Problem requirements:
From the first line to the last, reproduce the records exactly.

Dataset entries:
══════

PR #760, opened 2021-08-31
Add dandischema into fscacher tokens for validate

yarikoptic:
So we do not use outdated results if dandischema was upgraded
without dandi-cli upgrade


jwodder (approved):

yarikoptic:
tests fails seems to be due to redirect fails (504, attn @satra), filed https://github.com/dandi/dandi-cli/issues/761 . Let's proceed

PR #762, opened 2021-08-31
Retry following redirects on 400 (not 404), 502, 503, & 504 up to 5 times

jwodder:
Closes #761.

PR #763, opened 2021-08-31
Use new published version of 000027 in tests

### LINKED ISSUE #261: Update to use api.dandiarchive.org instead of publish.dandiarchive.org
publish.dandiarchive.org was retired at some point recently, and now api.dandiarchive.org should be used instead.  This change caused several tests to fail; all of them are in `dandi/tests/test_download.py` and involve the URL <https://dandiarchive.org/dandiset/000027/0.200721.2222>.  For now, I have marked the failing tests with `pytest.mark.xfail(reason="publish.dandiarchive.org is gone")` so that they will not cause the test suite to fail.

jwodder:
Closes #261.

### DIFF
--- a/dandi/tests/test_download.py
+++ b/dandi/tests/test_download.py
@@ -16,10 +16,7 @@ from ..utils import find_files
 @pytest.mark.parametrize(
     "url",
     [  # Should go through API
-        pytest.param(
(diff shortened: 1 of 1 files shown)


yarikoptic:
Thank you! Failing test is 400 from redirect, #762 yet to be merged

PR #767, opened 2021-09-02
Stop uploading a file if no metadata can be extracted

jwodder:


yarikoptic:
Since quite surprising and "core", please add a unittests (probably a fixture to produce such broken nwb) to ensure that we don't even try to upload then, even upon rerun (thus mimicking scenario in original report which isn't yet troubleshooted into full clarity)

jwodder:
@yarikoptic Test added.  It only calls `upload()` once, though, as I really don't think calling it twice is ever going to make a difference.

yarikoptic:
thank you @jwodder!  I thought to toy with it a bit (still hopeful to replicate) but since it fixes a bug, lets proceed with merge and release!

PR #775, opened 2021-09-27
Update dandischema version

jwodder:


jwodder:
The tests are failing because the dandi-api code doesn't yet support the new schema version, and so attempts to publish Dandisets are failing.

yarikoptic:
ufff... these tight dependencies keep making it "too rigid"... clearly we don't want to merge/release until dandi-api main deployment updates to newer version.  In the longer run I think we should start supporting multiple (two) "minor" versions of dandischema in dandi-cli, have matrix runs while testing against both, and then skip tests against "next" dandischema version whenever dandi-api is not support it.  But I guess we should not bother with that just yet.

yarikoptic:
per your https://github.com/dandi/dandischema/pull/88#issuecomment-928149691 -- and since we should not merge/release until main (non-staging) instance progresses forward to the next dandischema version, should we at least merge https://github.com/dandi/dandi-cli/commit/024b93be00e98c454063a5de6945d97f2fd77b82 and https://github.com/dandi/dandi-cli/commit/45a4215089699366c4b067d86417b86cd5005c50 interim and keep this PR clearly only boosting dandischema version?

jwodder:
@yarikoptic Commits split off into PRs #776 and #777.

setup.cfg
```diff
@@ -30,7 +30,7 @@ install_requires =
     appdirs
     click
     click-didyoumean
-    dandischema ~= 0.3.1
+    dandischema ~= 0.4.0
```
satra, line 33:
```suggestion
    dandischema ~= 0.4.1
```

yarikoptic:
@satra - merge to release ;-)

PR #776, opened 2021-09-27
Fix a test

jwodder:
Split off from https://github.com/dandi/dandi-cli/pull/775

### DIFF
--- a/tox.ini
+++ b/tox.ini
@@ -9,7 +9,7 @@ commands =
     # Using pytest-cov instead of using coverage directly leaves a bunch of
     # .coverage.$HOSTNAME.#.# files lying around for some reason
     coverage erase
-    coverage run -m pytest -v {posargs} --doctest-modules dandi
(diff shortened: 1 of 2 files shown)


tox.ini
```diff
@@ -9,7 +9,7 @@ commands =
     # Using pytest-cov instead of using coverage directly leaves a bunch of
     # .coverage.$HOSTNAME.#.# files lying around for some reason
     coverage erase
-    coverage run -m pytest -v {posargs} --doctest-modules dandi
+    coverage run -m pytest -v {posargs} dandi
```
yarikoptic, line 12: why no doctest modules any more?  that could leave that example you created for dandiapi without even smoke testing

jwodder: Because, due to the increased number of published Dandisets, it now takes six minutes to run the doctest.  We still test the doctest as part of the scheduled CI test.

yarikoptic: ah, ok -- fair enough. Thanks!

PR #777, opened 2021-09-27
Fix display of Dandiset validation errors

jwodder:
Split off from https://github.com/dandi/dandi-cli/pull/775


yarikoptic:
thank you!

PR #778, opened 2021-09-30
Specify DJANGO_DANDI_VALIDATION_JOB_INTERVAL

dchiquito:
https://github.com/dandi/dandi-api/pull/538 is adding a scheduled job
which checks for Versions that need validation and validates them. The
default wait interval is 60 seconds, but it is configurable through an
environment variable, `DJANGO_DANDI_VALIDATION_JOB_INTERVAL`. Set this
environment variable to `5` so that the validation job runs every 5
seconds, which should be quick enough for `wait_until_valid`.

### DIFF
--- a/dandi/tests/fixtures.py
+++ b/dandi/tests/fixtures.py
@@ -183,6 +183,7 @@ def docker_compose_setup():
     env["DJANGO_DANDI_GIRDER_API_URL"] = "http://localhost:8080/api/v1"
     env["DJANGO_DANDI_GIRDER_API_KEY"] = "abc123"
     env["DJANGO_DANDI_SCHEMA_VERSION"] = DANDI_SCHEMA_VERSION
+    env["DJANGO_DANDI_VALIDATION_JOB_INTERVAL"] = "5"
 
     try:
         if create:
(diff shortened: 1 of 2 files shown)


dandi/tests/fixtures.py
```diff
@@ -183,6 +183,7 @@ def docker_compose_setup():
     env["DJANGO_DANDI_GIRDER_API_URL"] = "http://localhost:8080/api/v1"
     env["DJANGO_DANDI_GIRDER_API_KEY"] = "abc123"
     env["DJANGO_DANDI_SCHEMA_VERSION"] = DANDI_SCHEMA_VERSION
+    env["DJANGO_DANDI_VALIDATION_JOB_INTERVAL"] = "5"
```
jwodder, line 186: There's no need for this change.  The purpose of the `env` dict here is to set environment variables that are left blank in `docker-compose.yml`.  Since `DJANGO_DANDI_VALIDATION_JOB_INTERVAL` is already being set in `docker-compose.yml`, don't set it here.

jwodder (changes requested):

jwodder (approved):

══════

Response:
PR #760, opened 2021-08-31
Add dandischema into fscacher tokens for validate

yarikoptic:
So we do not use outdated results if dandischema was upgraded
without dandi-cli upgrade


jwodder (approved):

yarikoptic:
tests fails seems to be due to redirect fails (504, attn @satra), filed https://github.com/dandi/dandi-cli/issues/761 . Let's proceed

PR #762, opened 2021-08-31
Retry following redirects on 400 (not 404), 502, 503, & 504 up to 5 times

jwodder:
Closes #761.

PR #763, opened 2021-08-31
Use new published version of 000027 in tests

### LINKED ISSUE #261: Update to use api.dandiarchive.org instead of publish.dandiarchive.org
publish.dandiarchive.org was retired at some point recently, and now api.dandiarchive.org should be used instead.  This change caused several tests to fail; all of them are in `dandi/tests/test_download.py` and involve the URL <https://dandiarchive.org/dandiset/000027/0.200721.2222>.  For now, I have marked the failing tests with `pytest.mark.xfail(reason="publish.dandiarchive.org is gone")` so that they will not cause the test suite to fail.

jwodder:
Closes #261.

### DIFF
--- a/dandi/tests/test_download.py
+++ b/dandi/tests/test_download.py
@@ -16,10 +16,7 @@ from ..utils import find_files
 @pytest.mark.parametrize(
     "url",
     [  # Should go through API
-        pytest.param(
(diff shortened: 1 of 1 files shown)


yarikoptic:
Thank you! Failing test is 400 from redirect, #762 yet to be merged

PR #767, opened 2021-09-02
Stop uploading a file if no metadata can be extracted

jwodder:


yarikoptic:
Since quite surprising and "core", please add a unittests (probably a fixture to produce such broken nwb) to ensure that we don't even try to upload then, even upon rerun (thus mimicking scenario in original report which isn't yet troubleshooted into full clarity)

jwodder:
@yarikoptic Test added.  It only calls `upload()` once, though, as I really don't think calling it twice is ever going to make a difference.

yarikoptic:
thank you @jwodder!  I thought to toy with it a bit (still hopeful to replicate) but since it fixes a bug, lets proceed with merge and release!

PR #775, opened 2021-09-27
Update dandischema version

jwodder:


jwodder:
The tests are failing because the dandi-api code doesn't yet support the new schema version, and so attempts to publish Dandisets are failing.

yarikoptic:
ufff... these tight dependencies keep making it "too rigid"... clearly we don't want to merge/release until dandi-api main deployment updates to newer version.  In the longer run I think we should start supporting multiple (two) "minor" versions of dandischema in dandi-cli, have matrix runs while testing against both, and then skip tests against "next" dandischema version whenever dandi-api is not support it.  But I guess we should not bother with that just yet.

yarikoptic:
per your https://github.com/dandi/dandischema/pull/88#issuecomment-928149691 -- and since we should not merge/release until main (non-staging) instance progresses forward to the next dandischema version, should we at least merge https://github.com/dandi/dandi-cli/commit/024b93be00e98c454063a5de6945d97f2fd77b82 and https://github.com/dandi/dandi-cli/commit/45a4215089699366c4b067d86417b86cd5005c50 interim and keep this PR clearly only boosting dandischema version?

jwodder:
@yarikoptic Commits split off into PRs #776 and #777.

setup.cfg
```diff
@@ -30,7 +30,7 @@ install_requires =
     appdirs
     click
     click-didyoumean
-    dandischema ~= 0.3.1
+    dandischema ~= 0.4.0
```
satra, line 33:
```suggestion
    dandischema ~= 0.4.1
```

yarikoptic:
@satra - merge to release ;-)

PR #776, opened 2021-09-27
Fix a test

jwodder:
Split off from https://github.com/dandi/dandi-cli/pull/775

### DIFF
--- a/tox.ini
+++ b/tox.ini
@@ -9,7 +9,7 @@ commands =
     # Using pytest-cov instead of using coverage directly leaves a bunch of
     # .coverage.$HOSTNAME.#.# files lying around for some reason
     coverage erase
-    coverage run -m pytest -v {posargs} --doctest-modules dandi
(diff shortened: 1 of 2 files shown)


tox.ini
```diff
@@ -9,7 +9,7 @@ commands =
     # Using pytest-cov instead of using coverage directly leaves a bunch of
     # .coverage.$HOSTNAME.#.# files lying around for some reason
     coverage erase
-    coverage run -m pytest -v {posargs} --doctest-modules dandi
+    coverage run -m pytest -v {posargs} dandi
```
yarikoptic, line 12: why no doctest modules any more?  that could leave that example you created for dandiapi without even smoke testing

jwodder: Because, due to the increased number of published Dandisets, it now takes six minutes to run the doctest.  We still test the doctest as part of the scheduled CI test.

yarikoptic: ah, ok -- fair enough. Thanks!

PR #777, opened 2021-09-27
Fix display of Dandiset validation errors

jwodder:
Split off from https://github.com/dandi/dandi-cli/pull/775


yarikoptic:
thank you!

PR #778, opened 2021-09-30
Specify DJANGO_DANDI_VALIDATION_JOB_INTERVAL

dchiquito:
https://github.com/dandi/dandi-api/pull/538 is adding a scheduled job
which checks for Versions that need validation and validates them. The
default wait interval is 60 seconds, but it is configurable through an
environment variable, `DJANGO_DANDI_VALIDATION_JOB_INTERVAL`. Set this
environment variable to `5` so that the validation job runs every 5
seconds, which should be quick enough for `wait_until_valid`.

### DIFF
--- a/dandi/tests/fixtures.py
+++ b/dandi/tests/fixtures.py
@@ -183,6 +183,7 @@ def docker_compose_setup():
     env["DJANGO_DANDI_GIRDER_API_URL"] = "http://localhost:8080/api/v1"
     env["DJANGO_DANDI_GIRDER_API_KEY"] = "abc123"
     env["DJANGO_DANDI_SCHEMA_VERSION"] = DANDI_SCHEMA_VERSION
+    env["DJANGO_DANDI_VALIDATION_JOB_INTERVAL"] = "5"
 
     try:
         if create:
(diff shortened: 1 of 2 files shown)


dandi/tests/fixtures.py
```diff
@@ -183,6 +183,7 @@ def docker_compose_setup():
     env["DJANGO_DANDI_GIRDER_API_URL"] = "http://localhost:8080/api/v1"
     env["DJANGO_DANDI_GIRDER_API_KEY"] = "abc123"
     env["DJANGO_DANDI_SCHEMA_VERSION"] = DANDI_SCHEMA_VERSION
+    env["DJANGO_DANDI_VALIDATION_JOB_INTERVAL"] = "5"
```
jwodder, line 186: There's no need for this change.  The purpose of the `env` dict here is to set environment variables that are left blank in `docker-compose.yml`.  Since `DJANGO_DANDI_VALIDATION_JOB_INTERVAL` is already being set in `docker-compose.yml`, don't set it here.

jwodder (changes requested):

jwodder (approved):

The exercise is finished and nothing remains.